= Provided data =
----------

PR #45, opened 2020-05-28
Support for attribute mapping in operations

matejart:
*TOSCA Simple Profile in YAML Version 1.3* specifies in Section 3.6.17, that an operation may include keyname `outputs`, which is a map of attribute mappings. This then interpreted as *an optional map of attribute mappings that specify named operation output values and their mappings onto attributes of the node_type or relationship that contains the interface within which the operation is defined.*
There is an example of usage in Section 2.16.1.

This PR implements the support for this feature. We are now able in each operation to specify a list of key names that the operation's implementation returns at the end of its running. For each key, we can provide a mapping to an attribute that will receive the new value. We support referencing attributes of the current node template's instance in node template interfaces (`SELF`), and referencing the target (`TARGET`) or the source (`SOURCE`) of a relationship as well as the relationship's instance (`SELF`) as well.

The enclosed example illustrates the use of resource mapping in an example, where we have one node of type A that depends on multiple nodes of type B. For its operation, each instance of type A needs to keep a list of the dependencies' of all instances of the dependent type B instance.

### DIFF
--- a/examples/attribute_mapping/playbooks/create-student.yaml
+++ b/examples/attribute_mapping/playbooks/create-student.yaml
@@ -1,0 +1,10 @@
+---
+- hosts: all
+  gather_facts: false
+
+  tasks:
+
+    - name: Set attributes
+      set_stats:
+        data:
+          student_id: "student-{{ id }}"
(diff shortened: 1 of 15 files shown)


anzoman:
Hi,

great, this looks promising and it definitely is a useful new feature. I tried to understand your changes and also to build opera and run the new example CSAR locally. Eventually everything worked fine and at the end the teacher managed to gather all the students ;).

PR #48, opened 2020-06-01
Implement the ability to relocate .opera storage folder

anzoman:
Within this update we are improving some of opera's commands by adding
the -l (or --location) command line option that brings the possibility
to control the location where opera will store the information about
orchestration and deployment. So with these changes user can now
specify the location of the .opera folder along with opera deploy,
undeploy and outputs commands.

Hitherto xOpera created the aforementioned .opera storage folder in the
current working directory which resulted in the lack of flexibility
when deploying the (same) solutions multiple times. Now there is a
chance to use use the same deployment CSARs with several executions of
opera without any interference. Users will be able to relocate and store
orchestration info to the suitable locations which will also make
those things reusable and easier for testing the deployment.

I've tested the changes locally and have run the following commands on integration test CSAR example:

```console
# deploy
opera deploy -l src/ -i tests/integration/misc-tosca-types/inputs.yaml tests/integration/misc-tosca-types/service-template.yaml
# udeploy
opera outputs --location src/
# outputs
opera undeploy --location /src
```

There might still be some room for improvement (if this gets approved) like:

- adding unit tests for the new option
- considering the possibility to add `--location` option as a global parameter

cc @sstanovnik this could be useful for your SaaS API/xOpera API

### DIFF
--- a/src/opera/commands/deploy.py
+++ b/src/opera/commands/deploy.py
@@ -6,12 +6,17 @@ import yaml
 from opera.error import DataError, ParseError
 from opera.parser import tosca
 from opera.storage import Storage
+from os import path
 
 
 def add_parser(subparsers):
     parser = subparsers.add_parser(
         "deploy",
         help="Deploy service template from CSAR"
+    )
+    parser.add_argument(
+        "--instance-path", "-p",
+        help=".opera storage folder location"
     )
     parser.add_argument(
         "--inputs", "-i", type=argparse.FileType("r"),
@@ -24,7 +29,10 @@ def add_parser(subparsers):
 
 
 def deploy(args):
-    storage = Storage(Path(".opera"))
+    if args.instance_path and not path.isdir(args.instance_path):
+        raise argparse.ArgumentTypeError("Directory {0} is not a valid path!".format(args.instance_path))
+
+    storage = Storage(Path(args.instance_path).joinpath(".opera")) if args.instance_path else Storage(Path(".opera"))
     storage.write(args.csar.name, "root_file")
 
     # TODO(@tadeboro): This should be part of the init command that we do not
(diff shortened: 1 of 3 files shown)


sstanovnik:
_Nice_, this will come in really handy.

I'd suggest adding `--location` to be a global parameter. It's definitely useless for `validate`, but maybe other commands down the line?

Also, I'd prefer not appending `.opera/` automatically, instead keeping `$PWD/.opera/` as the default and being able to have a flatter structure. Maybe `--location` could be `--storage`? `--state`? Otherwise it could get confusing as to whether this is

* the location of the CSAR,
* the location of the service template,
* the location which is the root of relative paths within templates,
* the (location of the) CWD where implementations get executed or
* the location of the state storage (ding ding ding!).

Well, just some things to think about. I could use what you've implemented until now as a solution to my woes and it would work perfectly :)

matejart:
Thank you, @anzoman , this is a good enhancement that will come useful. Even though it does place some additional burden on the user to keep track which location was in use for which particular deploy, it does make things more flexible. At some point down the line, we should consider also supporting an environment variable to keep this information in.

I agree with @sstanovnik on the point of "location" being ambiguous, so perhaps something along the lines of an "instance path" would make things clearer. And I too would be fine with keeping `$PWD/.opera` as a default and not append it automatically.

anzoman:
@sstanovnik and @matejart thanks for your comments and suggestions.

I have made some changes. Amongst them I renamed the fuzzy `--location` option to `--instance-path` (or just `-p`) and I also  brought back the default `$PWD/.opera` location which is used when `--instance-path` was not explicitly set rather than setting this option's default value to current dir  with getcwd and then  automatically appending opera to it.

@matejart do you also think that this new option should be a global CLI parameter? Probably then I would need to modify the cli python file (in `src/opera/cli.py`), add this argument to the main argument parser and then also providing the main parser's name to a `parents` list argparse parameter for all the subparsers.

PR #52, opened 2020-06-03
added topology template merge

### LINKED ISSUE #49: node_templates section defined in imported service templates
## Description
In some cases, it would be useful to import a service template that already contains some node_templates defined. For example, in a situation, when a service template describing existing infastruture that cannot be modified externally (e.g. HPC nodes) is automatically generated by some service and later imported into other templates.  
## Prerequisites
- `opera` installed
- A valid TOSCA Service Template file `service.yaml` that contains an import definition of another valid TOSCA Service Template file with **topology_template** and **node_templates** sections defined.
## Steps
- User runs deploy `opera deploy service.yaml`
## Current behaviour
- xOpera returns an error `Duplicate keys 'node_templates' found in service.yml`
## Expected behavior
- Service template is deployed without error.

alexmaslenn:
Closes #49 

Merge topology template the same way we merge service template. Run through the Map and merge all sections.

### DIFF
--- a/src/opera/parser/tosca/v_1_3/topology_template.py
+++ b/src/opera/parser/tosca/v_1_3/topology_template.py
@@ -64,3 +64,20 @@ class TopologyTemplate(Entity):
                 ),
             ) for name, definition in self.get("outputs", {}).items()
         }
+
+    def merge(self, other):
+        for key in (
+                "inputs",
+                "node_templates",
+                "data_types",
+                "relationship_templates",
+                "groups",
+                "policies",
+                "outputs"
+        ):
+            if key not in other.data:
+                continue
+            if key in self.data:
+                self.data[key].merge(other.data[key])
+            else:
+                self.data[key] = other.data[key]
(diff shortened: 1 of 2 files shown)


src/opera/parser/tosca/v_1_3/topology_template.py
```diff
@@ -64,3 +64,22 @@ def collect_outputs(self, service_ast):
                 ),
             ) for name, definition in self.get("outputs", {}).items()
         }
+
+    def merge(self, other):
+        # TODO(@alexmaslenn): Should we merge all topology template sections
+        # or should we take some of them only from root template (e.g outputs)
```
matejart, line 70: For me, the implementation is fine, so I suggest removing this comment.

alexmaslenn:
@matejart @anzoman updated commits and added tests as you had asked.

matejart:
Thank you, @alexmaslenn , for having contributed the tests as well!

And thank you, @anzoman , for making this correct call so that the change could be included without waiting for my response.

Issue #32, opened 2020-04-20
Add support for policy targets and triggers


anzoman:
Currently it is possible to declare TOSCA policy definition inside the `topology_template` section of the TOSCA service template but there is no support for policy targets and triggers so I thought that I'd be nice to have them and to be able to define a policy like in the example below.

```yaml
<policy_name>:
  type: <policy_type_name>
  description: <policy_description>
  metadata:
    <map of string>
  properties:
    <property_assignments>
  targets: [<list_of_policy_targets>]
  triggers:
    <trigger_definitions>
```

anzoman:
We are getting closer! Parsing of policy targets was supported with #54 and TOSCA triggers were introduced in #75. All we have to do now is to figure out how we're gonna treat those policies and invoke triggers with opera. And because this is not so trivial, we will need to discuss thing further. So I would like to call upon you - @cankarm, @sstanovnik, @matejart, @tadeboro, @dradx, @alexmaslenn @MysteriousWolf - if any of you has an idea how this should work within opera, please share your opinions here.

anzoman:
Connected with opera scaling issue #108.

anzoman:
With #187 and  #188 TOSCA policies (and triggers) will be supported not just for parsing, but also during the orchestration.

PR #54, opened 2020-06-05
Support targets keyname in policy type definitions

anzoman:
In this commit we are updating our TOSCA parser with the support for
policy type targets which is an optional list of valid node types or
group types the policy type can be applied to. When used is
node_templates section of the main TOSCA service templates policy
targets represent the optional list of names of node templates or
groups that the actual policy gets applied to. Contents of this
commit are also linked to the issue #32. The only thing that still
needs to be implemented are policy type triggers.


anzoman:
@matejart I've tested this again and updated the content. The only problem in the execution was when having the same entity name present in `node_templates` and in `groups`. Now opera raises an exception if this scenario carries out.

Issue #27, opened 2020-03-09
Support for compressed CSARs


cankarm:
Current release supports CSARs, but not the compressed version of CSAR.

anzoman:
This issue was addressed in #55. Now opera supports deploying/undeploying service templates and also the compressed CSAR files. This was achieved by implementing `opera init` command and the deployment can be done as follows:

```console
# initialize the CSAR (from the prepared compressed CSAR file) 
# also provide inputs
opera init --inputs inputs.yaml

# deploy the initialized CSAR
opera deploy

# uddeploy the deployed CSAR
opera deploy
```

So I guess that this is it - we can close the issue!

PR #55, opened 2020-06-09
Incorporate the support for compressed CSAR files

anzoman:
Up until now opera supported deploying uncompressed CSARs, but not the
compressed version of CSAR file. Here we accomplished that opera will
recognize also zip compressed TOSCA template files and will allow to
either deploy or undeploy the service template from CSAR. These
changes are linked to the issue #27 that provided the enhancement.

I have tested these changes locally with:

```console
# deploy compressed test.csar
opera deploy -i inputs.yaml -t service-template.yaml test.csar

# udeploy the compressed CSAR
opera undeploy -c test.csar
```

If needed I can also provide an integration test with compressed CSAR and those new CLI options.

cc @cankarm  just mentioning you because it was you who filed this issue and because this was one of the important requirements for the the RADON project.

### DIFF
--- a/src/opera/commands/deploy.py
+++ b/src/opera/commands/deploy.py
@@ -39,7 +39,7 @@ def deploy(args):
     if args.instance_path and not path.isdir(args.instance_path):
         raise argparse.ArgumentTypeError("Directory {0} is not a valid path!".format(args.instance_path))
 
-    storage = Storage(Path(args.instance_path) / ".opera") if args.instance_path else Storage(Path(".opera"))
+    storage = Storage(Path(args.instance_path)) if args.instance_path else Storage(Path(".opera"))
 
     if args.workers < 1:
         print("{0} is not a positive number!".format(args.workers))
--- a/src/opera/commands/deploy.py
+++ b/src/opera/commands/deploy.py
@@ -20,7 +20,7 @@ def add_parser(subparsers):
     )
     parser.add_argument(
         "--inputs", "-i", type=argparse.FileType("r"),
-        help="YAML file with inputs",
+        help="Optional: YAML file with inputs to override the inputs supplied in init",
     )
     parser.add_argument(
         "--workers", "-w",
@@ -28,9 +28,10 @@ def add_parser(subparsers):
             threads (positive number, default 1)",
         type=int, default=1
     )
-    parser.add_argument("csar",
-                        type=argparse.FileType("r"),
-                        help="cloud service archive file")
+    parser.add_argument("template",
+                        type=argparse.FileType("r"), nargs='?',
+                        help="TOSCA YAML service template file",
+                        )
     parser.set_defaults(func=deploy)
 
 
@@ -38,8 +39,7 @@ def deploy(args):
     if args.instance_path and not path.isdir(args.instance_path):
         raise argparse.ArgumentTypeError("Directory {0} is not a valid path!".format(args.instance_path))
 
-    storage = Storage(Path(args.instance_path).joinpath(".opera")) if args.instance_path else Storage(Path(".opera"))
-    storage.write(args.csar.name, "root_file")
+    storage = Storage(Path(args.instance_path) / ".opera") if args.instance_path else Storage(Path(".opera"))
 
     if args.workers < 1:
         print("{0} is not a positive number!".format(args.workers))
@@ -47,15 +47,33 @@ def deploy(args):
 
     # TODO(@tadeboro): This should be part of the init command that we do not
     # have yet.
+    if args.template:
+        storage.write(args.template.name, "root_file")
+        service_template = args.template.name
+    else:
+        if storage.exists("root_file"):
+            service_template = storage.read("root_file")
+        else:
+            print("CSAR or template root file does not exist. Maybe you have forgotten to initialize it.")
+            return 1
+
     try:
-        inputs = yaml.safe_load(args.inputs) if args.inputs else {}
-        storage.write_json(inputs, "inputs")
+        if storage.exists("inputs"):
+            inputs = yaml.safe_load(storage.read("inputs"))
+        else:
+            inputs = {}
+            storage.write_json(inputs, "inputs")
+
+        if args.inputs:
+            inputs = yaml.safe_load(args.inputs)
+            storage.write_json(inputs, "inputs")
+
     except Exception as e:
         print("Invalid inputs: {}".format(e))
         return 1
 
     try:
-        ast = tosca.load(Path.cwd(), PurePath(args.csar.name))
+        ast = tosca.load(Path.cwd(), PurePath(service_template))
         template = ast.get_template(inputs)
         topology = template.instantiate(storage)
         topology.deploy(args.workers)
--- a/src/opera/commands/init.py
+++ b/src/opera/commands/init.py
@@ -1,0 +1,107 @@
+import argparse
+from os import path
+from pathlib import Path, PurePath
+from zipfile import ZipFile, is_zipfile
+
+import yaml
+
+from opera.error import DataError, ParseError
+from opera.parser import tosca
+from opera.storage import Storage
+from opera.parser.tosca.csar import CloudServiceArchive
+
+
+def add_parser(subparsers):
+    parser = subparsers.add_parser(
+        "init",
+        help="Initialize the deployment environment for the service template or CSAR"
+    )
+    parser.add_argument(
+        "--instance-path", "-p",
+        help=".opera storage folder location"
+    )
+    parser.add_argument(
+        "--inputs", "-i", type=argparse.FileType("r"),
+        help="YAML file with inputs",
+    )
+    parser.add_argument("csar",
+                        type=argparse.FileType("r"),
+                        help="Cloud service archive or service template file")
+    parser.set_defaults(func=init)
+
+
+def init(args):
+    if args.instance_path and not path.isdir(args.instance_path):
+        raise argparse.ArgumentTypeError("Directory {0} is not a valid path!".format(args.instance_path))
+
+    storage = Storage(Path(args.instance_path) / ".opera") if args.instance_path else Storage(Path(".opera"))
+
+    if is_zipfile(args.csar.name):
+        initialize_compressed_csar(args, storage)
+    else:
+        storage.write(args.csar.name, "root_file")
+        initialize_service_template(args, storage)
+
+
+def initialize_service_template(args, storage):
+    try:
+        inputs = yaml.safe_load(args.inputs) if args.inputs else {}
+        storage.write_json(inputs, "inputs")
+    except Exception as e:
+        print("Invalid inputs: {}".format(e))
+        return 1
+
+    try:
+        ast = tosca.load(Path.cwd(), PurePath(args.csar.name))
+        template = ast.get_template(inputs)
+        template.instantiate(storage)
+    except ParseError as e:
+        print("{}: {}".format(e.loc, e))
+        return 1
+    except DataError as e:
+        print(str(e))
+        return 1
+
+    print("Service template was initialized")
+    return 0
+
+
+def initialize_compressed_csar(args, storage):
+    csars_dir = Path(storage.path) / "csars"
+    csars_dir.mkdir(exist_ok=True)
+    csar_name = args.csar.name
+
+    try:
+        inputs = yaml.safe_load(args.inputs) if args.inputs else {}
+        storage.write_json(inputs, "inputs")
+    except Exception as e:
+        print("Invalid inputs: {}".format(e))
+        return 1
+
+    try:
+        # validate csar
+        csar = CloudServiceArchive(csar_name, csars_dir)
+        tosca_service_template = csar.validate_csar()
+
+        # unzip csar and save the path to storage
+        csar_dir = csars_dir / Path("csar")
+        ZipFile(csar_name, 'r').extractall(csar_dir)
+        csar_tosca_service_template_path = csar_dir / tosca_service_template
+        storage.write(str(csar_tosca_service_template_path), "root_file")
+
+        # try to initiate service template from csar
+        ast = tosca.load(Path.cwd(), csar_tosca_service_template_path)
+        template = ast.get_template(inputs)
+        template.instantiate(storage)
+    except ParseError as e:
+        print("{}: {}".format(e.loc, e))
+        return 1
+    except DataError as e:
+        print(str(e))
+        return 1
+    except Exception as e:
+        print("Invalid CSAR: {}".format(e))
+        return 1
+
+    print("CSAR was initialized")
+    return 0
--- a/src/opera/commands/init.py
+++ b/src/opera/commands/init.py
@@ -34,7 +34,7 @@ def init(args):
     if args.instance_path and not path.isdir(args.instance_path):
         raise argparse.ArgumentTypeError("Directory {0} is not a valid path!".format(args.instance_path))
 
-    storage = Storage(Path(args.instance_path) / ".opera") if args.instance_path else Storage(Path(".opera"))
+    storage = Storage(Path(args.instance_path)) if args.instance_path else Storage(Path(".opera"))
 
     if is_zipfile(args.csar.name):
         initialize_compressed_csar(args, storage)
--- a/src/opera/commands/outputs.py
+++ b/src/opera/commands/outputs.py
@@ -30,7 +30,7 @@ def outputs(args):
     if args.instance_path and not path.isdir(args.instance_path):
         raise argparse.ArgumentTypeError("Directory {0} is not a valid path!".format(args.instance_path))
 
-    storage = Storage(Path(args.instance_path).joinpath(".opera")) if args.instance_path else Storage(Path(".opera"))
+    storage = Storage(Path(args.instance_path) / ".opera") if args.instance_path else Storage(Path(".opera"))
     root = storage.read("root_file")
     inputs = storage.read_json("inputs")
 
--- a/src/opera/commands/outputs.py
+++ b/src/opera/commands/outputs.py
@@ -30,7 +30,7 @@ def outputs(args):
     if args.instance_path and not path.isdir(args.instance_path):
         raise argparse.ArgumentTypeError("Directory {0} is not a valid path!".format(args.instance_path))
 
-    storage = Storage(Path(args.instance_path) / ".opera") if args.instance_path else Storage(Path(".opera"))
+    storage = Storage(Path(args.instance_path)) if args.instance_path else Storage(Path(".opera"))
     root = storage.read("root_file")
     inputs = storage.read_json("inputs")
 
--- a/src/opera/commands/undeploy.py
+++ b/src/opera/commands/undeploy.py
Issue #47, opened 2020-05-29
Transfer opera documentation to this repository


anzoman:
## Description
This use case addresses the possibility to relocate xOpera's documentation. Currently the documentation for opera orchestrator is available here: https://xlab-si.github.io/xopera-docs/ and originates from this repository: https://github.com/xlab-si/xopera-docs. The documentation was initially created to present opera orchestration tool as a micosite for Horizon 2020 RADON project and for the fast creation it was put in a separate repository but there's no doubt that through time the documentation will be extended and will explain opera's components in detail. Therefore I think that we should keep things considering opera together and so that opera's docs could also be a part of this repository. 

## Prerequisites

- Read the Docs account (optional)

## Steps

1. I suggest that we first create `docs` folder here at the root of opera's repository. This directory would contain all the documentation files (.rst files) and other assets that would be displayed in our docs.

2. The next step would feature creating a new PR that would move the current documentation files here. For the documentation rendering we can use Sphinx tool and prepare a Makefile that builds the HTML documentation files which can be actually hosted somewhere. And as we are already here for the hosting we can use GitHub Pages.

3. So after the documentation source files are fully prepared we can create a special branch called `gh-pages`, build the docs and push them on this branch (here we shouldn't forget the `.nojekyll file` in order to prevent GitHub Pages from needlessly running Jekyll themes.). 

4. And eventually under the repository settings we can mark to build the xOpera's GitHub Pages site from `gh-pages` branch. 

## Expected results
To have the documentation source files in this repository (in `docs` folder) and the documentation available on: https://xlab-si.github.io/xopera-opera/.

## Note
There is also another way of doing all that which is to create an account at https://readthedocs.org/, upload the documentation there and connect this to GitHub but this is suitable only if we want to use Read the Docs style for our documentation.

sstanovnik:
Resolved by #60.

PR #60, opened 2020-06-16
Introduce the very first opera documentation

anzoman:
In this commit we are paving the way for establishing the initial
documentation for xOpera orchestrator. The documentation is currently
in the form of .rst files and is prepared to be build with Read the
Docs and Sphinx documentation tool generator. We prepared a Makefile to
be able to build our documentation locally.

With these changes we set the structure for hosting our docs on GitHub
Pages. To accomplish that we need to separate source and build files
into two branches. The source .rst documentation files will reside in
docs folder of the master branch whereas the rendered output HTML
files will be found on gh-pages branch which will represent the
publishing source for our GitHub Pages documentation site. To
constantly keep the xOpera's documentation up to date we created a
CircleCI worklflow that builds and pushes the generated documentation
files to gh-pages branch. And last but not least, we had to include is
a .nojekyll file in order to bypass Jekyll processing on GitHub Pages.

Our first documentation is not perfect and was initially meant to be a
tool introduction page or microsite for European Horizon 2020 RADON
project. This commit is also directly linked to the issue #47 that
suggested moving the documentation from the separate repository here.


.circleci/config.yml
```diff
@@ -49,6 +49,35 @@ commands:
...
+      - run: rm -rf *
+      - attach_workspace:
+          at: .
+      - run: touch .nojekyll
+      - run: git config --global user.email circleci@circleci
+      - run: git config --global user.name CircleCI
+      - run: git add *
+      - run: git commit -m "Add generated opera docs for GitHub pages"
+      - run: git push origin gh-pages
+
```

----------

= Exercise objective =
The job here is to find each line above with the word "along" and copy it.

= The completed task =
specify the location of the .opera folder along with opera deploy,
I agree with @sstanovnik on the point of "location" being ambiguous, so perhaps something along the lines of an "instance path" would make things clearer. And I too would be fine with keeping `$PWD/.opera` as a default and not append it automatically.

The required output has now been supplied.